▶ Data for processing
PR #62, opened 2017-09-07
STCOM-20  Accordionate the Sections of User Details

JohnC-80:
This touched the components in the View User page, performing a bit of surgery on each to get the accordions wired up to eventually have them persist on a local resource.

Before I went through this step I attempted to keep the Accordions at the top, wrapping the components - but the design requires the accordion headers to contain buttons that interact with the sub-sections - and show/hide these buttons based on the open or closed status of the accordion. There isn't any good non-hacky way for a parent to reach in and use the code that's already present in a child component (only props, themselves) so I just ended up incorporating the Accordions themselves into the components, passing in the appropriate props to control them from ViewUser...

In addition to this, the AddressList component of stripes-components has also been modified... this branch alone will still render working components, you'd just see that the Address section is not affected.

Special credit goes to Zak Burke for echoing some of my sentiments over this process in cartoon-form: https://mainlynorfolk.info/john.kirkpatrick/images/large/farsideaccordion.jpg

### DIFF
--- a/ProxyPermissions.js
+++ b/ProxyPermissions.js
@@ -3,6 +3,7 @@ import PropTypes from 'prop-types';
 import { Row, Col } from 'react-bootstrap';
 import MultiColumnList from '@folio/stripes-components/lib/MultiColumnList';
 import Pluggable from '@folio/stripes-components/lib/Pluggable';
+import { Accordion } from '@folio/stripes-components/lib/Accordion';
 
 import { getFullName, getRowURL, getAnchoredRowFormatter } from './util';
 
@@ -27,11 +28,9 @@ const propTypes = {
       PUT: React.PropTypes.func.isRequired,
     }),
   }).isRequired,
-  displayHeading: PropTypes.bool,
-};
-
-const defaultProps = {
-  displayHeading: true,
+  expanded: PropTypes.bool,
+  onToggle: PropTypes.func,
+  accordionId: PropTypes.string.isRequired,
 };
 
 class ProxyPermissions extends React.Component {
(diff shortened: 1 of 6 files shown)


MikeTaylor:
@mkuklis That's a good call. I created https://issues.folio.org/browse/UIU-208

MikeTaylor:
I assume the `backendDateStandard="YYYY-MM-DD"` addition to UserForm.js is unrelated to the rest of this PR?

MikeTaylor:
I think your `handleSectionToggle` function mutates the original state before returning the new one:
```
  handleSectionToggle({ id }) {
    this.setState((curState) => {
      const newState = curState;
      newState.sections[id] = !newState.sections[id];
      return newState;
    });
  }
```
Because `newState` is only a shallow copy of `curState`.

I don't know what the consequences of this are, but I fear they might be "everything works fine for six months, then weird things start happening and we have no idea why".

I think you want something like
```
  handleSectionToggle({ id }) {
    this.setState(Object.assign({}, curState, {
      sections: Object.assign({}, curState.section, { id: !curState.section[id] }
    });
  }
```

(*Warning*: this code has not been checked, not even for syntax.)

MikeTaylor:
Why has the `list-finehistory` part gone from ViewUser?

MikeTaylor:
Otherwise, this all looks good. It's encouraging how cleanly the accordions integrate. (The diffs look much bigger than they are because of the re-indentation of the contained code, of course.)

Only one more thing: have you linted the new code?

zburke:
Lint runs cleanly for me on this branch.

JohnC-80:
Thank you guys! @MikeTaylor I'll rewrite handleSectionToggle so that it performs as it should - and I'll try hooking them up to the local resource so that their state can persist (seems a low-hanging fruit)

fineHistory is gone because that part was purely static and non-functional at all - it's been there since the 'old days'. I can put it back with its own accordion if we really need it...

MikeTaylor:
Thanks, @JohnC-80, that all makes sense. No need at all to reinstate fine history, I was just curious.

I suggest you just fix the things I mentioned above -- probably just avoiding the state-mutation -- and then we can merge this PR. The work of moving the state into local resources is logically separate, and can be its own PR later.

JohnC-80:
Updated. Used lodash's `cloneDeep` to copy the state. looks like this: 
  ``` 
handleSectionToggle({ id }) {
    this.setState((curState) => {
      const newState = _.cloneDeep(curState);
      newState.sections[id] = !newState.sections[id];
      return newState;
    });
  } 
```

PR #67, opened 2017-09-28
Remove Return Date Column from Open Loans Tab. Fixes UIU-225

mkuklis:


mkuklis:
@zburke thanks for catching it!

PR #71, opened 2017-10-02
Display count when loans section is collapsed. Fixes UIU-233

mkuklis:


mkuklis:
@Baroquem apologies for taking your time but I have one more for you to review.

PR #1011, opened 2019-10-23
UIU-1320 Updating fee/fine column/display after charge

JohnC-80:
## Problem
See [UIU-1320](https://issues.folio.org/browse/UIU-1320)

## Approach
Logic for fetching loans/choosing the selected loan was checking the URL for a loan id in 2 different ways: the query string AND dynamic params picked up via react-router. I opted for the params route and removed the extra query string logic.
The charge fee/fine form should now have what it needs to apply the fine to the loan correctly.
The amounts in the Loans listing/detail will be updated, no refresh/navigation necessary.


VictorSoroka1:
@JohnC-80, thanks for managing this.

PR #1017, opened 2019-10-25
Add proxy behavior

JohnC-80:
# Problem(s)
Proxy edit workflow wasn't really testable.
Adding a single sponsor caused multiple to show up when navigating back to the user detail page upon success.

# Approach
Added facilities to test proxy edit workflow.
Ended up removing the `componentDidMount` method of `withProxy` and adjusting its `cDU` method.

It's possible that loading proxies/sponsors was okay on mount, and the save process needs to be refactored so that we only get transferred to the page without, I believe, an updated resource in tow...

Curious to see if this passes CI tests also...

### DIFF
--- a/test/bigtest/tests/user-proxy-edit-test.js
+++ b/test/bigtest/tests/user-proxy-edit-test.js
@@ -1,0 +1,103 @@
+import {
+  beforeEach,
+  describe,
+  it,
+} from '@bigtest/mocha';
+import {
+  Interactor
+} from '@bigtest/interactor';
+import { expect } from 'chai';
+
+import findUser from '@folio/plugin-find-user';
+
+import setupApplication from '../helpers/setup-application';
+import UserFormPage from '../interactors/user-form-page';
+import InstanceViewPage from '../interactors/user-view-page';
+import UsersInteractor from '../interactors/users';
+import FindUserInteractor from '@folio/plugin-find-user/test/bigtest/interactors/findUser';
+
+describe.only('User Edit: Proxy/Sponsor', () => {
+  setupApplication({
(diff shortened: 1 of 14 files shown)


test/bigtest/tests/user-proxy-edit-test.js
```diff
@@ -0,0 +1,100 @@
+import {
+  beforeEach,
+  describe,
+  it,
+} from '@bigtest/mocha';
+import { expect } from 'chai';
+
+import findUser from '@folio/plugin-find-user';
+import FindUserInteractor from '@folio/plugin-find-user/test/bigtest/interactors/findUser';
```
zburke: I _love_ that you wrote these unit tests for managing proxies ... but I don't think ui-users has a direct dependency on `@folio/plugin-find-user` so I'm not sure about this :/ There is [a user-proxy integration test](https://github.com/folio-org/platform-core/blob/9423464f9720330b0494178f870a86d837d5d52d/test/ui-testing/new-proxy.js) in platform-core that handles proxy management. 

What do you think?

zburke:
The simplification of `<Popdown>` via hooks is 🔥, but maybe best as a separate PR?

JohnC-80:
Yeah, it snuck in due to a tad of laziness...

Re: the plugin - since it's an `optional` dependency, it works. If the `Pluggable` instance that was there had some use-able fallback code, I could do that... this was just the path of least resistance. I'm not completely happy with this.

zburke:
1. Laziness is a virtue.
2. The path of least resistance is a virtuous path.
3. ???
4. Profit!

PR #1019, opened 2019-10-25
UIU-1323 restore overdue loans report

zburke:
This was inadvertently removed in #839.

Fixes [UIU-1323](https://issues.folio.org/browse/UIU-1323)

### DIFF
--- a/src/views/UserSearch/UserSearch.js
+++ b/src/views/UserSearch/UserSearch.js
@@ -58,6 +58,9 @@ class UserSearch extends React.Component {
       records: PropTypes.object,
       patronGroups: PropTypes.object,
     }).isRequired,
+    mutator: PropTypes.shape({
+      loans: PropTypes.object,
+    }).isRequired,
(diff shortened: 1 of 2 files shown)


src/views/UserSearch/UserSearch.js
```diff
@@ -106,13 +110,32 @@ class UserSearch extends React.Component {
...
+
+    if (exportInProgress) {
+      return;
+    }
+
+    this.setState({ exportInProgress: true }, () => {
+      reset();
+      GET()
+        .then(loans => this.overdueLoanReport.toCSV(loans))
+        .then(this.setState({ exportInProgress: false }));
```
VictorSoroka1:
```suggestion
        .then(() => this.setState({ exportInProgress: false }));
```
Please change it the way I suggested. I don't know how it turned out to work just that way.

zburke: 🤦‍♂ Good catch. Thank you!

PR #1020, opened 2019-10-25
UIU-1297 provide 10k limit for overdue loans

zburke:
Previously, there was no `limit` clause on the overdue loans report,
causing it to retrieve only the default row-count of 10. Sadly, there
are likely to be more than 10 overdue loans at any given time. Of
course, I have _never_ returned something past its due date, nor had my
borrowing privileges suspended at libraries in four different states I
don't know why you'd make that suggestion what kind of a person do you
think I am?

Now there's a limit clause of 10k.

Refs [UIU-1297](https://issues.folio.org/browse/UIU-1297)

### DIFF
--- a/CHANGELOG.md
+++ b/CHANGELOG.md
@@ -1,5 +1,9 @@
 # Change history for ui-users
 
+## 2.25.5 (IN PROGRESS)
+
+* Retrieve up to 10k loans in the overdue-loans report. Refs UIU-1297.
+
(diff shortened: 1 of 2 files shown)


zburke:
Note: this PR is against the `v2.25-round2` branch (should've been named `b2.25`; long story; don't ask) so it can be published in the `v2.25` series and deployed as a bug-fix to customers on Q3.2-2019 (daisy). 

#1019 implements the same 10k limit clause for the `master` branch.

zburke:
Updating the query is the right fix but the value in limit clause has not yet been decided.

PR #1035, opened 2019-11-04
UIU-820 sync expired-status with expired-date

zburke:
If the relationship between a proxy and sponsor has an expiration date
in the past, the relationship status must be set to inactive.

Refs [UIU-820](https://issues.folio.org/browse/UIU-820)


zburke:
@JohnC-80, I'm seeing values from the date-picker that I don't expect: given a proxy-sponsor relationship, setting an expiration-date shows that date to be one day earlier than expected, e.g. selecting the expiration date of 2019-12-01 logs 2019-11-30 in the console. Do you think there is a bug here in ui-users' (mis)use of `DatePicker` or maybe there is a bug in `DatePicker` itself?

zburke:
The problem in the previous implementation was `moment` taking a midnight-UTC timestamp and converting it to the day before for display in the local locale (midnight on Monday a.m. in London is 7 p.m. on Sunday in New York). We just want to compare dates here, so now that's what we do.

zburke:
I rather hate the fact that I had to move the proxy/status validation code from `ProxyEditItem` all the up to the top-level form. Unfortunately, without a warning function analogous to `setSubmitFailed()`, I couldn't figure out any way to cause a change on one field (e.g. the proxy-relationship-expiration field) to cause a warning on another field (e.g. the proxy status field). 

I'm open to suggestions if you have any.

PR #1050, opened 2019-11-14
UIU-820 better current-user-expired messaging

zburke:
The warning message displayed on the proxy-relationship-status field
when the current user record is expired was inadequate. Now, it clearly
states that the source of the warning is the current user.

Refs [UIU-820](https://issues.folio.org/browse/UIU-820)

### DIFF
--- a/src/views/UserEdit/UserForm.js
+++ b/src/views/UserEdit/UserForm.js
@@ -108,14 +108,14 @@ function getProxySponsorWarning(values, namespace, index) {
   const today = moment().endOf('day');
   let warning = '';
 
-  // proxy user expired
+  // proxy/sponsor user expired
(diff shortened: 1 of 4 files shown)


zburke:
> I may be overthinking this, but is there any potential ambiguity in the message? I.e., any difference in interpretation of " 'Current user' record expired" vs "Current 'user record' expired"?

@Baroquem, on the ticket, I asked if we need "record" in these error messages but did not get a response. 

Personally, I don't think there is any ambiguity we need to worry about.  I can sort of see where you are going with this, i.e. is the record itself expired (as though it came from a cache) vs does the record indicate the user's account has expired. We never reveal the abstraction of the-thing-itself vs the-thing's-record, however, so I'm not worried about the language here tripping somebody up.

PR #1053, opened 2019-11-18
UIU-1380 don't search items by barcode wildcard

zburke:
Searching for items by barcode wildcard is not performant on a
production system with millions of entries. The intent here is that a
barcode will be scanned in so there is really no need for a wildcard
search anyway; this is essentially "lookup by barcode" not "search by
barcode" and the query now reflects that.

Refs [UIU-1380](https://issues.folio.org/browse/UIU-1380)

### DIFF
--- a/CHANGELOG.md
+++ b/CHANGELOG.md
@@ -16,6 +16,7 @@
 * Add service points to user. Refs UIU-1334.
 * Warn, but do not invalidate, when a proxy relationship is expired for any reason. Refs UIU-820.
 * Show requests information when user has view loans permission only. Refs UIU-1184.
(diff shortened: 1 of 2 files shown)


VictorSoroka1:
@zburke, will query 0923 will find the barcode 092353392?

zburke:
> @zburke, will query 0923 find the barcode 092353392?

No. This changes what was effectively a search to an exact match, which is the desired behavior in this circumstance. In fact, ["barcode search" in ui-inventory is implemented the same way](https://github.com/folio-org/ui-inventory/blob/ba291f81d7e9e043d0102f4f4a342176e7142e7f/src/constants.js#L56): 
```
item.barcode=="%{query.query}"
```

VictorSoroka1:
Fair enough.

PR #1055, opened 2019-11-18
four-second test-timeouts

zburke:
There have been a lot of test failures on PRs in this repository that seem completely unrelated to the PRs themselves. It's maddening. In many cases, the failure is not even a test failure but complaint that the "convergence exceeded the 2000ms timeout". 

This change bumps Mocha's default timeout to 4000ms, doubling the default 2000ms timeout. Maybe it will help and I can feel like I accomplished at least one thing today.

### DIFF
--- a/karma.conf.js
+++ b/karma.conf.js
@@ -1,2 +1,11 @@
 /** @param {import('karma').Config} config */
-module.exports = config => config.set({ client: { captureConsole: false } });
+module.exports = config => {
+  config.set({
+    client: {
+      captureConsole: false,
+      mocha: {
+        timeout: 4000,
+      },
+    }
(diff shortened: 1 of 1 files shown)


mkuklis:
@zburke this looks good but I worry that the default timeout is hardcoded in `Convergence` currently: 

https://github.com/bigtestjs/convergence/blob/master/src/convergence.js#L104

Were you able to confirm that the timeout from the config works? If it does that would be sweet!

zburke:
Ugh. It doesn't work. This PR failed like everything else in ui-users for the last few days with three instances of convergences in the test-setup (i.e. `before` blocks) failing.

PR #1057, opened 2019-11-20
FOLIO-2360 use before blocks

zburke:
Unit tests recently fixed in `stripes-smart-components`, e.g.
/folio-org/stripes-smart-components/pull/665, were failing, it appears,
because of bad initialization practices: values were initialized outside
of `before` and `beforeAll` blocks, allowing tests to proceed before the
data they rely on was properly set up.

This PR tests whether the same issue may be behind some of the
mysterious failures here in ui-users.

Refs [FOLIO-2360](https://issues.folio.org/browse/FOLIO-23602)

### DIFF
--- a/test/bigtest/tests/note-flow-test.js
+++ b/test/bigtest/tests/note-flow-test.js
@@ -13,7 +13,7 @@ const notesAccordion = new NotesAccordion();
 const noteForm = new NoteForm();
 const noteView = new NoteView();
 
-describe('User notes flow', function () {
+describe.skip('User notes flow', function () {
   setupApplication();
 
   let user;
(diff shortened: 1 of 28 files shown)


zburke:
Fascinating, or not, that a test failed on the first run but succeeded on the second run.

VictorSoroka1:
This is a good start)

test/bigtest/tests/note-flow-test.js
```diff
@@ -13,7 +13,7 @@ const notesAccordion = new NotesAccordion();
 const noteForm = new NoteForm();
 const noteView = new NoteView();
 
-describe('User notes flow', function () {
+describe.skip('User notes flow', function () {
```
MaksymDryha: Should these tests be skipped for now, or is it unintentionally?

PR #1067, opened 2019-11-24
Request preferences tests

Yurii-Danylenko:
https://issues.folio.org/browse/UIU-1328

## Purpose
Cover with tests request preferences section.

Requires PR https://github.com/folio-org/stripes-smart-components/pull/670

### DIFF
--- a/test/bigtest/network/config.js
+++ b/test/bigtest/network/config.js
@@ -489,4 +489,16 @@ export default function config() {
 
   this.get('/perms/users/:id', { id: 'test' });
   this.put('/perms/users/:id', { id: 'test' });
+
+  this.get('/request-preference-storage/request-preference', ({ requestPreferences }, request) => {
+    if (request.queryParams.query) {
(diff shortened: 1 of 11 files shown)


test/bigtest/network/config.js
```diff
@@ -489,4 +489,16 @@ export default function config() {
...
+  this.get('/request-preference-storage/request-preference', {
+    requestPreferences: [{
+      id: 'dfd43782-fe91-4612-81c6-b72e3154966f',
+      holdShelf: true,
+      delivery: true,
+      defaultServicePointId: 'servicepointId1',
+      defaultDeliveryAddressTypeId: 'Type1',
+      fulfillment: 'Delivery',
+    }],
+    totalRecords: 1
```
MaksymDryha: I think it would be better to configure mirage models and factories instead of returning hardcoded response. The same configuration has already been done in ui-requests module.

PR #1074, opened 2019-12-05
Release v2.26.0

zburke:

PR #1077, opened 2019-12-06
Release 2.26.0 -temp

VictorSoroka1:


zburke:
Replaces #1076, which replaced #1074. All hail @VictorSoroka1, a man big enough to stand up to BigTest and send it home with its most recent version tucked between its legs.

PR #1117, opened 2020-01-06
UIU-1410 Clear item data in new fee/fine form

zburke:


zburke:
Do I feel bad merging a PR when some of its unit tests fail? TBH, not really, because those failures are random BS "succeeded but timed out" failures rather than actual errors, and the results will be different on every run. **sigh

Screen Shot 2020-01-06 at 10 32 45 AM

PR #1127, opened 2020-01-10
Migrate BigTest tests to miragejs. Refs STCOR-407

mkuklis:
This is an attempt to migrate our tests from `@bigtest/mirage` to `miragejs`. This depends on the additional work in `stripes-core`:

https://github.com/folio-org/stripes-core/pull/783

### Migration steps:

1.  `import { ... } from '@bigtest/mirage'` becomes `import { ...} from 'miragejs'`
2. The `faker` has to be installed as a separate dependency and imported directly:  `import faker from 'faker'` instead of `import { faker } from '@bigtest/mirage'`
3. Singular names should be used for factories and models and serializers otherwise miragejs will complain about not being able to find them.
4. Add `mirageOptions.serverType = 'miragejs'` in order to opt-in for miragejs implementation:

https://github.com/folio-org/ui-users/pull/1127/files#diff-afc65168f7c0334e511aba82e26e9977R4


mkuklis:
Thank you for pointing this out @zburke! I wouldn't know that we need to do that. I will change the `@folio/stripes-core` to `^3.12.0` after the other PR in stripes-core related to this is merged.

PR #1129, opened 2020-01-12
Improve tests

VictorSoroka1:
## Purpose
Improve the situation with BigTest tests which are unstable recently.

## Approach

- used React.lazy to not load all stuff (seems like now it is possible). I think it would be great to use it from now on in other modules;
- reduced the flow to get to the test (basically reducing the nested describes). For example, the need to test the edit user form. Instead of navigating to /users and then by clicking on the edit button to the edit form, -navigate straight away to edit route;
- grouped some unstable tests. For example, the tests which test for existing properties after the heavy beforeEach has done;

Additionally, the navigation was handled [here](https://github.com/folio-org/ui-users/pull/1129/commits/b4185107e43328f41852cfd2e0d7e86ee1a05906#diff-e74dacc8738c898345810bad610956a4R275) and [here](https://github.com/folio-org/ui-users/pull/1129/commits/b4185107e43328f41852cfd2e0d7e86ee1a05906#diff-e74dacc8738c898345810bad610956a4R238). Since it affected tests, these changed should be made. The motivation for it is that when the user navigates to the edit page straight away and user has not the previous history (imagine user navigates for the first time), clicking on the close button will throw user to the empty tab (like new tab view in the browser), instead of navigating to the users page with the preserved search query.

### DIFF
--- a/src/index.js
+++ b/src/index.js
@@ -13,22 +13,23 @@ import * as Routes from './routes';
 import pkg from '../package';
 import Settings from './settings';
 import commands from './commands';
-import PermissionSets from './settings/permissions/PermissionSets';
-import PatronGroupsSettings from './settings/PatronGroupsSettings';
-import AddressTypesSettings from './settings/AddressTypesSettings';
-import ProfilePictureSettings from './settings/ProfilePictureSettings';
-import OwnerSettings from './settings/OwnerSettings';
-import FeeFineSettings from './settings/FeeFineSettings';
-import WaiveSettings from './settings/WaiveSettings';
-import PaymentSettings from './settings/PaymentSettings';
-import CommentRequiredSettings from './settings/CommentRequiredSettings';
-import RefundReasonsSettings from './settings/RefundReasonsSettings';
-import TransferAccountsSettings from './settings/TransferAccountsSettings';
 import {
   NoteCreatePage,
   NoteViewPage,
   NoteEditPage
 } from './views';
+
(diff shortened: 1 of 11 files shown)


mkuklis:
@VictorSoroka1 let's merge this one in since it's passing. We will rebase master with @zburke's branch afterwards to continue testing the leak. Does that sounds good to you?

VictorSoroka1:
@mkuklis, sure. I just want to mention here:
- that tests failed two days ago and then they started to pass as it happened for #1130 which was failing for quite a long time. I just want to note that after the merge the situation is only going to improve but not resolve the issue with tests.
- I have not tested a thoroughly lazy loading feature, but it seems like testing is passing it should be okay. It would be great if key people of the module review the PR by switching to the branch.

VictorSoroka1:
@JohnC-80, please review stuff related to the routing which I handled [here](https://github.com/folio-org/ui-users/pull/1129/commits/b4185107e43328f41852cfd2e0d7e86ee1a05906#diff-e74dacc8738c898345810bad610956a4R275) and [here](https://github.com/folio-org/ui-users/pull/1129/commits/b4185107e43328f41852cfd2e0d7e86ee1a05906#diff-e74dacc8738c898345810bad610956a4R238). Since it affected tests, I had to make these changes.

mkuklis:
Yes @VictorSoroka1 I realize this won't be a 100% fix but it's moving us into the right direction.

PR #1132, opened 2020-01-15
UIU-1426: Prevent autofill in user's search box

annamelnyk:
# Approach
Add `autocomplete` attribute to prevent autofill in user's search box
# Issue
https://issues.folio.org/browse/UIU-1426


src/views/UserSearch/UserSearch.js
```diff
@@ -335,6 +335,7 @@ class UserSearch extends React.Component {
                               <div className={css.searchGroupWrap}>
                                 <SearchField
                                   aria-label="user search"
+                                  autoComplete="off"
```
zburke: Does `autocomplete` need to be [all lower case](https://developer.mozilla.org/en-US/docs/Web/HTML/Attributes/autocomplete) or is that irrelevant?

annamelnyk: HTML attributes are not case-sensitive, so that is irrelevant. But anyway I already changed it to lowercase to follow one common pattern. Thanks.

annamelnyk: It looks like I got error that React requires to write attributes in camelCase style, so I remove back `autoComplete`

PR #1136, opened 2020-01-16
UIU-1349 Navigate back to users preview/search from edit view on cancel

JohnC-80:
fixes [UIU-1349](https://issues.folio.org/browse/UIU-1349)

# Problem
UI-users stuck in a navigation loop if another app is visited while the edit/create screen is open. Clicking the X or Cancel buttons would use `history.back()` which could send the user back to an outside app.

## Approach
Navigate to the users' detail view by `history.push()` rather than depending on `history.back()`. The `search` portion of the location is retained and added to the pushed URL so that search results/filters/text will be kept.


src/views/UserEdit/UserEdit.js
```diff
@@ -185,7 +186,7 @@ class UserEdit extends React.Component {
           return mutator.perms.POST({ userId: user.id, permissions: [] });
         })
         .then(() => {
```
VictorSoroka1: I suggest to simplify logic and have just one mutator call with a check for credentials in the first then.

```suggestion
  create = ({ requestPreferences, creds, ...userFormData }) => {
    const { mutator, history, location: { search } } = this.props;
    const userData = cloneDeep(userFormData);
    const credentialsAreSet = userData.username;
    const user = { ...userData, id: uuid() };
    user.personal.addresses = toUserAddresses(user.personal.addresses);

    mutator.records.POST(user)
      .then((response) => {
        if (!credentialsAreSet) {
          return response;
        }

        const credentials = {
          password: '',
          ...creds,
          username: userData.username,
        };

        return mutator.creds.POST(Object.assign(credentials, { userId: user.id }));
      })
      .then(() => {
        this.createRequestPreferences(requestPreferences, user.id);
        return mutator.perms.POST({ userId: user.id, permissions: [] });
      })
      .then(() => {
        history.push(`/users/preview/${user.id}${search}`);
      });
    }
  }
```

▶ Task directions
Once the line containing "This touched the" has been written out, please stop; every line before it, back to the first line of the records above, should be given exactly.

▶ Response area
PR #62, opened 2017-09-07
STCOM-20  Accordionate the Sections of User Details

JohnC-80:
This touched the components in the View User page, performing a bit of surgery on each to get the accordions wired up to eventually have them persist on a local resource.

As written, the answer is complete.